● TASK REQUIREMENTS
Return exactly the span of lines in the following data that opens with the line containing "--- a/doc/nvim-tree-lua.txt" and closes with the line containing "This PR **does". Include nothing else.

● DATA TO USE
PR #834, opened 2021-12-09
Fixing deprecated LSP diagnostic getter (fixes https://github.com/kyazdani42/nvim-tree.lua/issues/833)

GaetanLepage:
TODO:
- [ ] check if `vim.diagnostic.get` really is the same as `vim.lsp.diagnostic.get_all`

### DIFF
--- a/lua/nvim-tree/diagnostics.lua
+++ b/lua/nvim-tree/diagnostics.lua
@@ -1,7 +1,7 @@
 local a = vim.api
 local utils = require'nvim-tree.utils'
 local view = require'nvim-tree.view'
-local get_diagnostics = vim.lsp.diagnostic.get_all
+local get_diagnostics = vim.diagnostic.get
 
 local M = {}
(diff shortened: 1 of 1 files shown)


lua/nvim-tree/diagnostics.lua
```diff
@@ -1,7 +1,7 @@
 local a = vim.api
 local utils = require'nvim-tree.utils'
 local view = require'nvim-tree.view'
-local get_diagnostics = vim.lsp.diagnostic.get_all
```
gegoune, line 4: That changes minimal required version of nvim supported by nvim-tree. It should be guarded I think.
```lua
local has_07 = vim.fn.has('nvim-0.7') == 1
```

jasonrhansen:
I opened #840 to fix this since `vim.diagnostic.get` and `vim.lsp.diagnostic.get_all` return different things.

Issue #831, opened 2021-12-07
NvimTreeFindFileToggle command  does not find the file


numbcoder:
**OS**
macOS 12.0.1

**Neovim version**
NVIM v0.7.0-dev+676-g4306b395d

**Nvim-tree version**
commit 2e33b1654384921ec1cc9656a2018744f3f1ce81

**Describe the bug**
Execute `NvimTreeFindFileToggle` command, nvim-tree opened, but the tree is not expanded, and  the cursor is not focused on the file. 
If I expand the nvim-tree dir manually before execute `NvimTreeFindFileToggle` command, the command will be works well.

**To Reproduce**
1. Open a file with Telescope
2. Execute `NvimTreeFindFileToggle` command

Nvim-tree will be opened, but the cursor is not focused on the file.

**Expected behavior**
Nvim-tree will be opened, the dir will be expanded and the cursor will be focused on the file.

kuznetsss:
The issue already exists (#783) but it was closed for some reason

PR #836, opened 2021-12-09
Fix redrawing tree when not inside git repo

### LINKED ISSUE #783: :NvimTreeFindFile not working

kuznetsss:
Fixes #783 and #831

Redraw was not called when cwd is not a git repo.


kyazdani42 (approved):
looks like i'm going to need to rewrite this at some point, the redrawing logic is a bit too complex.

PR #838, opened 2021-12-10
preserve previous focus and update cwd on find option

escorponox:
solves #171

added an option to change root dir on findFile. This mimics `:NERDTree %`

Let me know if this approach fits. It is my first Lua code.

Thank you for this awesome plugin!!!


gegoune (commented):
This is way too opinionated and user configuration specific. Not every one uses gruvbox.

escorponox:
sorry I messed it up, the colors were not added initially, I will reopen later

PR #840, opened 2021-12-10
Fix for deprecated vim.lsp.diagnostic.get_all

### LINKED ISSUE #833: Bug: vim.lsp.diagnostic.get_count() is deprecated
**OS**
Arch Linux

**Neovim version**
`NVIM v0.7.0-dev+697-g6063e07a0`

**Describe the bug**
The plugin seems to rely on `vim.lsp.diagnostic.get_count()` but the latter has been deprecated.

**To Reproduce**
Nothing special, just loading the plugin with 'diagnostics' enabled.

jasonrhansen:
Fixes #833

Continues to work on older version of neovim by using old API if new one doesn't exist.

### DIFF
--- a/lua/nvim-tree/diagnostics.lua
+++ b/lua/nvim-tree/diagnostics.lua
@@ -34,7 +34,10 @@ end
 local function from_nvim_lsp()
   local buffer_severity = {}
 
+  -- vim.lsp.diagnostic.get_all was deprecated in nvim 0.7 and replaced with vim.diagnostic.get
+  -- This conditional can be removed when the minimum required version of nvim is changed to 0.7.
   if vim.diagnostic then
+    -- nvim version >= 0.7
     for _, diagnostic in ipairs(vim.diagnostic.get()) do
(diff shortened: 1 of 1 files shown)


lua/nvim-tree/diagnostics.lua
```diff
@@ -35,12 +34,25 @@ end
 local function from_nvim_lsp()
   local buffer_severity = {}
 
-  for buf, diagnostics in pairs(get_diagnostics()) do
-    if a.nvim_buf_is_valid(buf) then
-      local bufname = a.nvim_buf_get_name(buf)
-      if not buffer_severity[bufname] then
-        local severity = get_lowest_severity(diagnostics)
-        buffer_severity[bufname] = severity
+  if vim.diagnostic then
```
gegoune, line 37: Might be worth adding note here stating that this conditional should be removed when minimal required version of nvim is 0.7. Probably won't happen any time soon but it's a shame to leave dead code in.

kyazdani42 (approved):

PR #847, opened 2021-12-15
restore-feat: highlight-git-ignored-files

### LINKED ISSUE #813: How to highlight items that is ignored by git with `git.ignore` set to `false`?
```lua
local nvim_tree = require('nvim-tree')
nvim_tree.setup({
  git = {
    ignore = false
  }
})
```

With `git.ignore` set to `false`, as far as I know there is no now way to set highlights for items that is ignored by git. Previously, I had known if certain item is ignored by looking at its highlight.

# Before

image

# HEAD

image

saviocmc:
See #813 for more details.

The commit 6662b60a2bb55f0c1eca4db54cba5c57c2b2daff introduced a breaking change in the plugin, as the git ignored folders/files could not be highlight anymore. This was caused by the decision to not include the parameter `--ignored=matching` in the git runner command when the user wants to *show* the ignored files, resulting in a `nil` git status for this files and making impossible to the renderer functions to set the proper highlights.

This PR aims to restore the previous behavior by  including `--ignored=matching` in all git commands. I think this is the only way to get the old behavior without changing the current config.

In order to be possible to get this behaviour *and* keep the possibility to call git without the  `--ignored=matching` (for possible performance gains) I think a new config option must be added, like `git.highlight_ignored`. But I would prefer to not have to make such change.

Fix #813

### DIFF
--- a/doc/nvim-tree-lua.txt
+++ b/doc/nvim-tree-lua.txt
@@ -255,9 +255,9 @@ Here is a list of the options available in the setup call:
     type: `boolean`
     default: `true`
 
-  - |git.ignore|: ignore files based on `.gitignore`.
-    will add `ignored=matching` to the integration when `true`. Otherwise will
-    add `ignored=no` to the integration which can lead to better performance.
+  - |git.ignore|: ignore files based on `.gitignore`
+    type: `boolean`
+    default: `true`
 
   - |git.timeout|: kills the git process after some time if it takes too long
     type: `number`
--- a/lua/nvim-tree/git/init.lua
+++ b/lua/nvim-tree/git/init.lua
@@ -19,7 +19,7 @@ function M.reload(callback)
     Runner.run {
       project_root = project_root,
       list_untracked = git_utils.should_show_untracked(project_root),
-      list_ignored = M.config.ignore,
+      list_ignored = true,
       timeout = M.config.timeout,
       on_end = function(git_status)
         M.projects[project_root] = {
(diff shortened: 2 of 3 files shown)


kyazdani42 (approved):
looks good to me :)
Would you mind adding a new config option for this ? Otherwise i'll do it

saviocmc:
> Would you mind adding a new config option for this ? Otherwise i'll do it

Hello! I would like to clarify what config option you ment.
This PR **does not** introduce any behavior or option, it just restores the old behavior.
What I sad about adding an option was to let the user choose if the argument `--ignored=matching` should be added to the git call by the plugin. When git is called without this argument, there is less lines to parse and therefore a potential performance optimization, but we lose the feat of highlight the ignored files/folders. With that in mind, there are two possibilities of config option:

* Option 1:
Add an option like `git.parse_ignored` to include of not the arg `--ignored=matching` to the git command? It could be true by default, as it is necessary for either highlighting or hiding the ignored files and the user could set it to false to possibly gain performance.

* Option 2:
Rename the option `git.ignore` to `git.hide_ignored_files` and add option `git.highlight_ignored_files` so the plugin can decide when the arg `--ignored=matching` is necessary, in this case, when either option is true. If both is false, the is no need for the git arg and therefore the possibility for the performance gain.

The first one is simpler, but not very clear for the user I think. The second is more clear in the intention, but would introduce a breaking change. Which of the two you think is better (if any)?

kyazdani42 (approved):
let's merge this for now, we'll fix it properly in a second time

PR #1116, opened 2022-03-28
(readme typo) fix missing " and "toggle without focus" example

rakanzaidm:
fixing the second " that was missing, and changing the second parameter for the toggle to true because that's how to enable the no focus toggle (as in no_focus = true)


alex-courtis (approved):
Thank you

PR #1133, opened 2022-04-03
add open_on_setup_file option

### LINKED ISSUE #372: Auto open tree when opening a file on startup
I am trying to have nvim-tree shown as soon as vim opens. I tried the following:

● OUTPUT
--- a/doc/nvim-tree-lua.txt
+++ b/doc/nvim-tree-lua.txt
@@ -255,9 +255,9 @@ Here is a list of the options available in the setup call:
     type: `boolean`
     default: `true`
 
-  - |git.ignore|: ignore files based on `.gitignore`.
-    will add `ignored=matching` to the integration when `true`. Otherwise will
-    add `ignored=no` to the integration which can lead to better performance.
+  - |git.ignore|: ignore files based on `.gitignore`
+    type: `boolean`
+    default: `true`
 
   - |git.timeout|: kills the git process after some time if it takes too long
     type: `number`
--- a/lua/nvim-tree/git/init.lua
+++ b/lua/nvim-tree/git/init.lua
@@ -19,7 +19,7 @@ function M.reload(callback)
     Runner.run {
       project_root = project_root,
       list_untracked = git_utils.should_show_untracked(project_root),
-      list_ignored = M.config.ignore,
+      list_ignored = true,
       timeout = M.config.timeout,
       on_end = function(git_status)
         M.projects[project_root] = {
(diff shortened: 2 of 3 files shown)


kyazdani42 (approved):
looks good to me :)
Would you mind adding a new config option for this ? Otherwise i'll do it

saviocmc:
> Would you mind adding a new config option for this ? Otherwise i'll do it

Hello! I would like to clarify what config option you ment.
This PR **does not** introduce any behavior or option, it just restores the old behavior.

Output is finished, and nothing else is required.